*Task instructions:* Using the data that follows, report how many lines include "edge"; output no other text.

*The data:*
Issue #164, opened 2026-08-26
Merge pruning and coinstats into their owning core crates


gosunuts:
## Goal

Remove `crates/pruning` and `crates/coinstats` as standalone workspace crates, while keeping the useful behavior in the core crates that already own the underlying state.

## Rationale

These two crates do not look like independent subsystems with their own durable state or lifecycle.

- **Pruning** is a retention policy over authoritative block/undo storage and chainstate safety. It is tightly coupled to storage layout, applied height, reorg requirements, and node configuration. Keeping it as a separate crate creates an orchestration layer over `storage`, `utxo`, and `chain` rather than a reusable domain boundary.
- **Coinstats** is derived computation over authoritative UTXO state. Its current dependency shape is effectively `primitives + storage + utxo`, and functionality such as UTXO statistics / MuHash belongs naturally with the UTXO owner rather than in a separate package.

This is about simplifying crate boundaries, not removing pruning or UTXO statistics functionality.

### Pruning

- Move pruning policy and implementation into the appropriate `storage` / `node` modules.
- Keep node configuration responsible for selecting pruning behavior and retention targets.
- Keep storage responsible for safe deletion / retention of block and undo data.
- Preserve reorg, restart, crash-recovery, and body-availability guarantees.
- Remove `bitcoin-rs-pruning` from workspace manifests and dependency / feature plumbing.
- Reconcile with #144 so Utreexo-specific pruning paths disappear with Utreexo instead of being preserved during the move.

### Coinstats

- Move `coinstats` functionality into `crates/utxo` (for example a `stats` / `muhash` module).
- Preserve externally visible RPC behavior such as UTXO-set statistics where still part of the compatibility surface.
- Keep any performance-sensitive implementations and benchmarks that remain useful, but colocate them with the UTXO state they operate on.
- Remove `bitcoin-rs-coinstats` from workspace manifests and dependency / feature plumbing.

## Boundary rule

A standalone crate should represent an independently owned subsystem: its own state, lifecycle, failure boundary, or a reusable dependency direction that benefits from compile-time separation.

Pruning changes the lifecycle of authoritative storage itself, while coinstats reads authoritative UTXO state. Neither currently satisfies that boundary strongly enough to justify a separate crate.

## Acceptance criteria

- [ ] `crates/pruning` is removed without changing pruning semantics or safety guarantees.
- [ ] Pruning ownership is clearly split between node policy and storage retention.
[...]

PR #167, opened 2026-08-26
refactor(utxo): fold coinstats into the crate that owns the state it reads

rabbitson87:
Closes the `coinstats` half of #164. The `pruning` half is deliberately not here — see the last section.

## The dependency edge disappears rather than moving

#164's argument is that `coinstats` is derived computation over authoritative UTXO state, not an independently owned subsystem. Its manifest already said so: `primitives + storage + utxo`, where the `utxo` edge existed only so it could read the set it summarises.

So the three source files move into `crates/utxo/src/stats/`, and every `bitcoin_rs_utxo::` path inside them collapses to `crate::`. That is the whole point of the change — the edge does not get relocated, it stops existing.

| | |
| --- | --- |
| `crates/coinstats/src/stats.rs` | → `crates/utxo/src/stats/coin_stats.rs` |
| `crates/coinstats/src/muhash3072.rs` | → `crates/utxo/src/stats/muhash3072.rs` |
| `crates/coinstats/src/persist.rs` | → `crates/utxo/src/stats/persist.rs` |
| 3 test files, 1 hot-path bench | → `crates/utxo/tests/`, `crates/utxo/benches/` |

`crates/utxo` gains **exactly one** dependency: `ruint`, used by the `MuHash3072` test oracle. It already had the other eleven, and the two crates' feature tables were already character-identical — `bench-mimalloc` plus the four backend forwards — so nothing needed reconciling.

One inconsistency fell out on the way. `crates/rpc` was forwarding storage backends through `bitcoin-rs-coinstats/{rocksdb,fjall,redb}` while depending on `bitcoin-rs-utxo` and forwarding nothing to it. Those now point at `bitcoin-rs-utxo` directly: same reachable feature set, one hop shorter, and it no longer depends on a crate it names for no other reason.

## The one thing that could have broken a datadir

```rust
const COINSTATS_CODEC: &str = "bitcoin-rs-coinstats";
```

This spells a crate name, but it is not a crate reference. It is written into `manifest-v1.json` and matched on load, so it is an **on-disk value**. Renaming it to match the new module would leave any single binary perfectly self-consistent — writer and reader use the same constant — while failing the codec check on every checkpoint already written, falling back to a full resync (`docs/policies/db-migration.md` §2.4).

**No existing test could catch that**, precisely because the constant is only ever compared to itself. So this PR adds one test:

```rust
fn manifest_codec_identifiers_are_frozen() {
    assert_eq!(super::HEADER_CODEC, "bitcoin-rs-canonical-headers");
    assert_eq!(super::UTXO_CODEC, "bitcoin-rs-utxo-spendable-v1");
    assert_eq!(super::COINSTATS_CODEC, "bitcoin-rs-coinstats");
    ...
}
```

Literals, not the constants — comparing a constant to itself proves nothing. The constant, `db-migration.md` §2.4, and `crates/utxo/README.md` all now say why the name outlives the crate, because the next person to see it will read it as leftovers and tidy it.

This is the only test added. It is the kind #122 asks for: an on-disk format identifier is externally meaningful and must survive a different implementation. Everything else here is a move, and the tests that came with `crates/coinstats` are its evidence.

## Verified

Lanes CI actually runs, on this branch:

```
  --features "rocksdb,fjall,redb,mdbx,kernel" -- -D warnings            ok
cargo clippy -p bitcoin-rs-node --all-targets -- -D warnings            ok
cargo test -p bitcoin-rs-utxo                                           154 passed
cargo test --workspace --no-fail-fast                        113 targets ok
```

**Two `--workspace` targets fail, and they fail on `main` too**: `g14_guarded_run` (8 of 11) and `g2_bitcoind_muhash_script` (3 of 3). Both are the known CRLF-checkout failure on a Windows working tree — the shell scripts they drive get `\r\n` — which is what #142 fixes. Baseline captured on a clean `origin/main` worktree rather than assumed; neither target touches UTXO statistics.

Also worth recording, since I hit it while checking the above: `cargo clippy -p bitcoin-rs-rpc --all-targets -- -D warnings` fails on clean `main` with 28 errors (11 `Result::expect`, 8 `Option::expect`, 5 `as` conversions, 2 disallowed `std::sync::Mutex`, …). CI lints only `-p bitcoin-rs` and `-p bitcoin-rs-node`, so the rpc crate's own lib-test, bench and `handler_smoke` targets are unlinted. Unrelated to this change and not fixed here.

## Not in this PR: `crates/pruning`

#148 is currently deleting `utreexo_only.rs` and `utreexo_no_blocks.rs` from that crate. Moving it now would make that PR unmergeable, and #164 asks for the reconciliation in that order.

Worth flagging one finding for whoever picks it up, because it changes the shape of the work. #164 describes pruning as "an orchestration layer over `storage`, `utxo`, and `chain`". The manifest supports that reading — five `bitcoin-rs-*` dependencies. The source does not:

```
bitcoin_rs_storage      11 references
bitcoin_rs_primitives    5 references   (all of them `Hash256`)
bitcoin_rs_utxo          0
bitcoin_rs_chain         0
bitcoin_rs_utreexo       0
bitcoin (rust-bitcoin)   0
```

**That boundary is an artefact of unused manifest entries.** Pruning never touches `utxo` or `chain`; its real shape is `storage` plus one type. So #164's acceptance criterion "pruning ownership is clearly split between node policy and storage retention" may not need a split at all — the mechanics are a pure storage concern, and `PrunePolicy` is already a plain value the node hands in.

There is a stronger argument for the move than the issue makes, too: `bitcoin_rs_pruning::block_body_key` and `BLOCK_DATA_CF` are used by `apply.rs`'s **ordinary block-read path**. The pruning crate already owns storage's block-body key schema, and code with nothing to do with pruning borrows it from there.


rabbitson87:
`kernel-parity` is red here and it is not this branch. The lane's third step fails with:

```
error: unused import: `verify_transaction_non_script`
error: redundant closure
error: could not compile `bitcoin-rs-consensus` (lib test) due to 2 previous errors
```

Those are the two errors #161 fixes, inherited from `main` — this branch does not touch `crates/consensus` at all. **Every PR branched off current `main` will show the same failure**, which makes this more than a queue nuisance: a new PR's kernel-parity result is currently uninformative, because it is red before the change is even applied.

The other eleven checks pass, including `clippy`, `test`, `portable-check` and `deny`.

Worth noting the failure shape, since it is why nobody caught this earlier: because the clippy errors are in a `lib test` target, the crate never compiles, so the lane's `cargo test -p bitcoin-rs-consensus -- --include-ignored` step never runs. The consensus parity vectors have not executed for as long as this has been broken. That is the actual cost, not the red badge.

Nothing to do on this branch — it rebases onto a fixed `main` cleanly.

*Answer box:* 3